7. Fees, charges, payments and taxes

7.1. Subscriptions and Renewals. Unless specified otherwise, each Subscription will automatically renew for additional Subscription Period unless either party gives the other written notice of termination prior to the expiration of the then-current Subscription.

7.2. Partner Subscriptions. If you procure the Products via the Partner, then Sections 7.3 (Fees and Payment), 7.4 (Payment Via Payment Card), 7.5 (Invoice Payments) and 7.6 (Suspension of Service) does not apply to you. Your fees, payments and suspension of Products shall be covered by the agreement you signed with the Partner.

7.3. Fees and Payment. All fees are as set forth in the applicable Subscription and will be paid by Customer within thirty (30) days of invoice, unless (a) Customer is paying via Credit Card (as defined below) or (b) otherwise specified in the applicable Subscription. Except as expressly set forth in Section 9 (Limited Warranty) and Section 13 (Indemnification), all fees are non-refundable. The customer is responsible for paying all Taxes, and all Taxes are excluded from any fees set forth in the applicable Subscription. If Customer is required by Law to withhold any Taxes from Customer's payment, the fees payable by Customer will be increased as necessary so that after making any required withholdings, Kyoo receives and retains (free from any liability for payment of Taxes) an amount equal to the amount it would have received had no such withholdings been made. Any late payments may be subject to a service charge equal to 1.5% per month of the amount due or the maximum amount allowed by law, whichever is less.

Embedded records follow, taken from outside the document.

PR #114, opened 2020-12-30
CAD: Move flap thickness slop to spool slop

dmadison:
This increase was a mistake. The difference in thickness (0.2 on either side) should have been added to the *spool* slop instead of the flap width slop, as the inner width of the spool (flap_width_slop) was not affected by the thickness parameter, while the outer width of the spool (spool_width_slop) *was*. This commit corrects that oversight.

This reverts commit a68fc988bc73c146c28ed1dc2c8e02c990d5ab93 (squashed as part of 7be69dbeb4fb7c1aa4b29027eb3e49a9b121c6a2).

### DIFF
--- a/3d/splitflap.scad
+++ b/3d/splitflap.scad
@@ -117,7 +117,7 @@ letter_color = color_invert(flap_color);  // inverse of the flap color, for cont
 flap_rendered_angle = 90;
 
 
-flap_width_slop = 0.1;  // amount of slop of the flap side to side between the 2 spools
+flap_width_slop = 0.15;  // amount of slop of the flap side to side between the 2 spools
 
 spool_width_slop = 1.4;  // amount of slop for the spool assembly side-to-side inside the enclosure
 
--- a/3d/splitflap.scad
+++ b/3d/splitflap.scad
@@ -117,9 +117,9 @@ letter_color = color_invert(flap_color);  // inverse of the flap color, for cont
 flap_rendered_angle = 90;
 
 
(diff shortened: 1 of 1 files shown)


dmadison:
On my test display the spool will sometimes stall while rapiding. It appears that this is caused by imperfect assembly of the spool and the flaps sliding sideways, causing them to get caught on the upper corner of the front panel. I've traced the issue back to this change and I'm hopeful this PR will fix the issue.

scottbez1 (approved):

scottbez1:
Thanks for following up on this @dmadison and good catch! Do you have any other planned tweaks or changes? If not, I'll go ahead and order a test of the latest 3d designs soon to validate for a new release.

dmadison:
I should have at least one more tweak to make. My own enclosures just arrived so I'll try to unpack and test them this weekend.

dmadison:
Updating for posterity: the original change was *not* a mistake. The `flap_width_slop` value was increased because the *flap dimensions* (notch depth) changed to reflect the die-cut flaps - not because of the thickness decrease. I was confused because the two values should ideally be the same and both are used in the spool width calculation. Had I actually re-read the commit message I referenced (a68fc98) I would have realized my mistake. :flushed:

Nevertheless! Although the comment and reasoning behind the change are wrong the change itself is still correct, as the spool is now tighter on the flaps and should prevent them from sliding out of position and causing the motor to stall. This matches the original design intent of having 0.1 mm (now 0.15 mm) clearance.

PR #116, opened 2021-01-05
fix a problem in the svg duplicate line culling

### LINKED ISSUE #115: The duplicate svg line removal code has a problem
The code that removes duplicate lines from svg paths in `3d/scripts/svg_processor.py` has a problem. When I run `generate_2d.py`, the output in `combined.svg` looks like this:

Screenshot from 2021-01-05 01-42-08

The diagonal lines cutting across some of the parts are caused by trimming lines immediately preceding `Close` elements from some of the paths. When the svg.path package parses an svg path and returns a representation, `Close` elements are returned with a start and end point, just like a `Line` element. But the XML representation of `Close` is just a `Z`, which is interpreted by svg editors as, 'draw a line from the current point to the location of the most recent `Move` element in this path.' As a result, even though the path removal code was updating the start or end points for the `Close` element after it removed the preceding line, those points were just being ignored when svg.path regenerated the XML for the altered path.

I have a fix for this problem, which is just to turn all `Close` elements into `Line` elements when processing paths. The resulting .svg files have worked fine in both svg editors (inkscape and Affinity Design, at least), and when used to drive my Glowforge. I'll submit a PR with those changes in a few minutes.

trapgate:
When culling duplicate lines in the generated svg files, if the path immediately preceding a `Close` element was pruned, the Close would end up drawing a line from the beginning of the deleted element, rather than the end. This is because even though the svg.path library adds a start and end point to a close instruction, the actual XML representation is just `Z`, with no coordinates, and it draws a line from the end of the previous line, to the location of the most recent `Move`. To fix this, this change replaces all `Close` elements with Lines instead.

Fixes #115

### DIFF
--- a/3d/scripts/requirements.txt
+++ b/3d/scripts/requirements.txt
@@ -1,1 +1,1 @@
-svg.path==2.2
+svg.path==4.0
--- a/3d/scripts/requirements.txt
+++ b/3d/scripts/requirements.txt
@@ -1,1 +1,1 @@
-svg.path==4.0
+svg.path==4.0.2
--- a/3d/scripts/svg_processor.py
+++ b/3d/scripts/svg_processor.py
@@ -18,6 +18,8 @@ from collections import defaultdict
 from svg.path import (
     Path,
     Line,
+    Move,
+    Close,
     parse_path,
 )
 from xml.dom import minidom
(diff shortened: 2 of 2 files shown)


trapgate:
As @dmadison pointed out in #116, this occurs only when using a newer version of the svg.path library than the one specified in requirements.txt. So this PR only makes sense if you want to move to the newer svg.path version.

scottbez1:
Thanks for the PR and tips on svg.path changes. I ended up needing to add some code to insert Moves as well, since these aren't inserted or rendered within the path string even when adjacent Lines end up with non-connecting start/end points, so this was resolved in #244

PR #120, opened 2021-01-31
Adjust kerf value

dmadison:
This reduces the default kerf value from 0.18 (0.2 - 0.02) down to 0.1.

I used this value for my last 2 Ponoko orders with 3 mm acrylic and most dimensions are accurate to within +/- 0.06 mm. This has not been tested with Ponoko's MDF.

### DIFF
--- a/3d/splitflap.scad
+++ b/3d/splitflap.scad
@@ -70,9 +70,9 @@ spool_horizontal_explosion = lookup(spool_explosion, [
 ]);
 
 
-// Ponoko kerf values are 0.2 mm for MDF and acrylic (all thicknesses)
+// Kerf adjustment value for 2D export, should be equal to the laser's kerf
 // Remember: it's better to underestimate (looser fit) than overestimate (no fit)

7.4. Payment Via Payment Card. If you are purchasing the Products via credit card, debit card or other payment card ("Payment Card"), the following terms apply:

  1. Recurring Billing Authorization. By providing Payment Card information and agreeing to purchase any Products, Customer hereby authorizes Kyoo (or its designee) to automatically charge Customer's Payment Card on the same date of each calendar month (or the closest prior date, if there are fewer days in a particular month) during the Subscription Period for all fees accrued as of that date (if any) in accordance with the applicable Subscription. Customer acknowledges and agrees that the amount billed and charged each month may vary depending on Customer's use of the Products and may include subscription fees for the remainder of Customer's applicable billing period and overage fees for the prior month.
  2. Foreign Transaction Fees. Customer acknowledges that for certain Payment Cards, the issuer of Customer's Payment Card may charge a foreign transaction fee or other charges.
  3. Invalid Payment. If a payment is not successfully settled due to expiration of a Payment Card, insufficient funds, or otherwise, the Customer remains responsible for any amounts not remitted to Kyoo and Kyoo may, in its sole discretion, either (i) invoice Customer directly for the deficient amount, (ii) continue billing the Payment Card once it has been updated by Customer (if applicable) or (iii) terminate this Agreement.
  4. Changing Payment Card Information. At any time, Customer may change its Payment Card information by entering updated Payment Card information via the "Subscriptions" page on the Dashboard.
  5. Termination of Recurring Billing. In addition to any termination rights set forth in this Agreement, Customer may terminate the Subscription by sending Kyoo notice of non-renewal to support@kyoo.ai or via the Dashboard in accordance with Section 7.1 (Subscriptions and Renewals). As set forth in Section 2.9 (Trial Subscriptions), if Customer does not enter into a paid Subscription following a Trial Period, this Agreement and Customer's right to access and use the Products will terminate at the end of the Trial Period and Customer's Payment Card will not be charged.
  6. Payment of Outstanding Fees. Upon any termination or expiration of the Subscription, Kyoo will charge Customer's Payment Card (or invoice Customer directly) for any outstanding fees for Customer's use of the Products during the Subscription Period, after which Kyoo will not charge Customer's Payment Card for any additional fees.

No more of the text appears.